PR #765, opened 2026-03-16
Add the possibility to delete connectors on cascade when deleting connect clusters

AfrinKhan02:
## Context

The table at the bottom defines the requirement. 

image

> The first row was implemented in https://github.com/michelin/ns4kafka/pull/752. I have proposed a solution for all the other scenarios.

## Proposed Solution

First added a cascade param to the controller, with this `cascade`, 
- with this cascade ns4kafka deletes the related connectors first, then removes the connect cluster 
- If a connector deletion fails due to some reason (timeout or cannot be reached) during `cascade`, the API returns a `Bad Gateway` response and the connect cluster is not deleted, even though some connector deletions may already have succeeded.
- With `cascade` + `force` connect cluster and all it's associated connectors will be forcefully deleted from ns4kafka

## Implementation

In the delete flow I have added the logic for cascade, while doing that I am also using `Mono` & `Flux` for optimizing asynchronous behaviors.

## Tests

Added controller coverage for cascade delete success, cascade failure when Connect is unreachable, and cascade with force. Also added ability to return custom HTTP Exceptions

### DIFF
--- a/src/main/java/com/michelin/ns4kafka/controller/ExceptionHandlerController.java
+++ b/src/main/java/com/michelin/ns4kafka/controller/ExceptionHandlerController.java
@@ -31,6 +31,7 @@ import io.micronaut.http.HttpStatus;
 import io.micronaut.http.annotation.Controller;
 import io.micronaut.http.annotation.Error;
 import io.micronaut.http.exceptions.HttpStatusException;
+import io.micronaut.http.server.exceptions.NotAllowedException;
 import io.micronaut.security.authentication.AuthenticationException;
 import io.micronaut.security.authentication.AuthorizationException;
 import jakarta.validation.ConstraintViolation;
@@ -39,6 +40,7 @@ import jakarta.validation.ElementKind;
 import jakarta.validation.Path;
 import java.util.Iterator;
 import java.util.List;
+import java.util.stream.Collectors;
 import lombok.extern.slf4j.Slf4j;
 
 /** Exception handler controller. */
@@ -109,6 +111,27 @@ public class ExceptionHandlerController {
     }
 
     /**
+     * Handle method not allowed exception.
+     *
+     * @param request the request
+     * @param exception the exception
+     * @return the http response
+     */
+    @Error(global = true)
+    public HttpResponse<Status> error(HttpRequest<?> request, NotAllowedException exception) {
+        var status = Status.builder()
+                .status(FAILED)
+                .message(exception.getMessage())
+                .httpStatus(HttpStatus.METHOD_NOT_ALLOWED)
+                .build();
+
+        return HttpResponse.notAllowed(exception.getAllowedMethods().stream()
+                        .map(io.micronaut.http.HttpMethod::parse)
+                        .collect(Collectors.toSet()))
+                .body(status);
+    }
+
+    /**
      * Handle authentication exception.
      *
      * @param request the request
@@ -138,7 +161,7 @@ public class ExceptionHandlerController {
         if (exception.isForbidden()) {
             var status = Status.builder()
                     .status(FAILED)
-                    .message("Resource forbidden")
+                    .message(exception.getMessage() != null ? exception.getMessage() : HttpStatus.FORBIDDEN.getReason())
                     .httpStatus(HttpStatus.FORBIDDEN)
                     .build();
 
@@ -229,7 +252,7 @@ public class ExceptionHandlerController {
 
         Status status = Status.builder()
                 .status(FAILED)
-                .message("Internal server error")
+                .message(exception.getMessage() != null ? exception.getMessage() : "Internal server error")
                 .httpStatus(HttpStatus.INTERNAL_SERVER_ERROR)
                 .details(StatusDetails.builder()
                         .causes(List.of(exception.getMessage() != null ? exception.getMessage() : exception.toString()))
--- a/src/main/resources/application.yml
+++ b/src/main/resources/application.yml
@@ -84,6 +84,7 @@ micronaut:
   security:
     authentication: "bearer"
     enabled: true
+    reject-not-found: false
     endpoints:
       introspection:
         enabled: true
--- a/src/test/java/com/michelin/ns4kafka/controller/ExceptionHandlerControllerTest.java
+++ b/src/test/java/com/michelin/ns4kafka/controller/ExceptionHandlerControllerTest.java
@@ -26,10 +26,12 @@ import io.micronaut.http.HttpMethod;
 import io.micronaut.http.HttpRequest;
 import io.micronaut.http.HttpStatus;
 import io.micronaut.http.exceptions.HttpStatusException;
+import io.micronaut.http.server.exceptions.NotAllowedException;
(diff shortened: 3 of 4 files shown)


src/main/java/com/michelin/ns4kafka/controller/connect/ConnectClusterController.java
```diff
@@ -243,31 +248,58 @@ public HttpResponse<List<ConnectCluster>> bulkDelete(
...
-
-            connectClusterService.delete(cc);
-        });
+        return Flux.fromIterable(connectClusters)
+                .flatMap(cc -> {
+                    List<Connector> connectors = connectorService.findAllByConnectCluster(
+                            ns, cc.getMetadata().getName());
+
+                    Mono<Void> deleteConnectorsMono = Mono.empty();
+                    if (cascade && !connectors.isEmpty()) {
```
ThomasCAI-mlv: If the connectors list is empty, you don't need to check it, as the `Flux.fromIterable(connectors)` will be empty and there will be no execution on the flatMap

src/main/java/com/michelin/ns4kafka/controller/connect/ConnectClusterController.java
```diff
@@ -243,31 +248,58 @@ public HttpResponse<List<ConnectCluster>> bulkDelete(
         connectClusters.forEach(cc -> {
```
ThomasCAI-mlv, line 260: I am wondering if we could store the connectors per connect clusters in a Map, because you are using it multiple times. What do you think?

src/main/java/com/michelin/ns4kafka/controller/connect/ConnectClusterController.java
```diff
@@ -243,31 +248,58 @@ public HttpResponse<List<ConnectCluster>> bulkDelete(
...
         }
 
-        connectClusters.forEach(cc -> {
-            sendEventLog(cc, ApplyStatus.DELETED, cc.getSpec(), null, EMPTY_STRING);
-
-            connectClusterService.delete(cc);
-        });
+        return Flux.fromIterable(connectClusters)
+                .flatMap(cc -> {
+                    List<Connector> connectors = connectorService.findAllByConnectCluster(
```
ThomasCAI-mlv: If you stored the connectors, this line can be replaced

src/main/java/com/michelin/ns4kafka/controller/connect/ConnectClusterController.java
```diff
@@ -243,31 +248,58 @@ public HttpResponse<List<ConnectCluster>> bulkDelete(
...
+                                                                .formatted(
+                                                                        cc.getMetadata()
+                                                                                .getName(),
+                                                                        error.getMessage())
+                                                        + "Please use cascade and force option to bypass the error and remove from Ns4kafka"))
+                                .then();
+                    }
 
-        return HttpResponse.ok(connectClusters);
+                    return deleteConnectorsMono.then(Mono.fromRunnable(() -> {
```
ThomasCAI-mlv: Is `doOnComplete` achieving what you expect?

src/main/java/com/michelin/ns4kafka/controller/connect/ConnectClusterController.java
ThomasCAI-mlv: To avoid the usage of the variable `deleteConnectorsMono`, you can do something like:

```
return (cascade ? Flux.fromIterable(connectors)
                                .flatMap(connectorDeletelogic) : Flux.empty())
.doOnComplete(sendEventLogLogic+CCDeleteLogic)
.then(yourMono)

```

AfrinKhan02:
@ThomasCAI-mlv changes have been made on the basis of comments. Please review again.

src/main/java/com/michelin/ns4kafka/controller/connect/ConnectClusterController.java
```diff
@@ -227,47 +232,79 @@ public HttpResponse<Void> delete(
...
+                                                    error -> new HttpStatusException(
+                                                            HttpStatus.BAD_GATEWAY,
+                                                            "Failed to delete connectors from Connect cluster [%s]: %s. "
+                                                                            .formatted(
+                                                                                    cc.getMetadata()
+                                                                                            .getName(),
+                                                                                    error.getMessage())
+                                                                    + "Please use cascade and force option to bypass the error and remove from Ns4kafka"))
+                                    : Flux.empty())
+                            .then(Mono.fromRunnable(() -> {
```
ThomasCAI-mlv: Is there a specific reason to use `.then(Mono.fromRunnable(myMethod))` instead of `.doOnComplete(myMethod)`?

src/test/java/com/michelin/ns4kafka/controller/connect/ConnectClusterControllerTest.java
```diff
@@ -448,13 +454,130 @@ void shouldBulkForceDeleteConnectClustersWithConnectors() {
...
+        StepVerifier.create(connectClusterController.bulkDelete("test", "connect-cluster", false, false, true))
+                .consumeNextWith(response -> assertEquals(HttpStatus.OK, response.getStatus()))
+                .verifyComplete();
+
+        verify(connectorService).delete(ns, connector, false);
+        verify(connectClusterService).delete(connectCluster);
+    }
+
+    @Test
+    void shouldCascadeDeleteFailWhenConnectUnreachable() {
```
ThomasCAI-mlv: Prefer using `shouldNotVerb` like `shouldNotCascadeDeleteConnectWhenDeletingConnectorFails` or `shouldNotCascadeDeleteConnectWhenConnectorDeletionFails`

src/test/java/com/michelin/ns4kafka/controller/connect/ConnectClusterControllerTest.java
```diff
@@ -448,13 +454,130 @@ void shouldBulkForceDeleteConnectClustersWithConnectors() {
...
+                            "Failed to delete connectors from Connect cluster [connect-cluster]: Host is DOWN. Please use cascade and force option to bypass the error and remove from Ns4kafka",
+                            error.getMessage());
+                })
+                .verify();
+
+        verify(connectClusterService, never()).delete(any());
+    }
+
+    @Test
+    void shouldCascadeForceDeleteWhenConnectUnreachable() {
```
ThomasCAI-mlv: In fact, the connectClusterController is transferring the "force responsibility" to the connectorService, so the test is just `shouldCascadeForceDeleteConnectCluster`

ThomasCAI-mlv (commented):
Hello @AfrinKhan02 , here are the last few comments I have

src/main/java/com/michelin/ns4kafka/controller/connect/ConnectClusterController.java
ThomasCAI-mlv: You can also change this javadoc

AfrinKhan02:
@ThomasCAI-mlv I've addressed all the pr comments , Please review .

....

What to work on:
Extract every line containing the string "true" from the data above.

Reply:
+    @Error(global = true)
     enabled: true
         enabled: true
+        StepVerifier.create(connectClusterController.bulkDelete("test", "connect-cluster", false, false, true))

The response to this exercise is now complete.